[Records]
PR #2891, opened 2026-08-17
Adopt Zen 7.0

qpdpQ:
Adopt Zen 7.0 channel in operandregistry
Fixes # https://github.ibm.com/IBMPrivateCloud/roadmap/issues/69882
[/Records]
▶ [To do]:
Every line above that includes the word "Adopt" must appear in the answer.

▶ [Written solution]:
Adopt Zen 7.0
Adopt Zen 7.0 channel in operandregistry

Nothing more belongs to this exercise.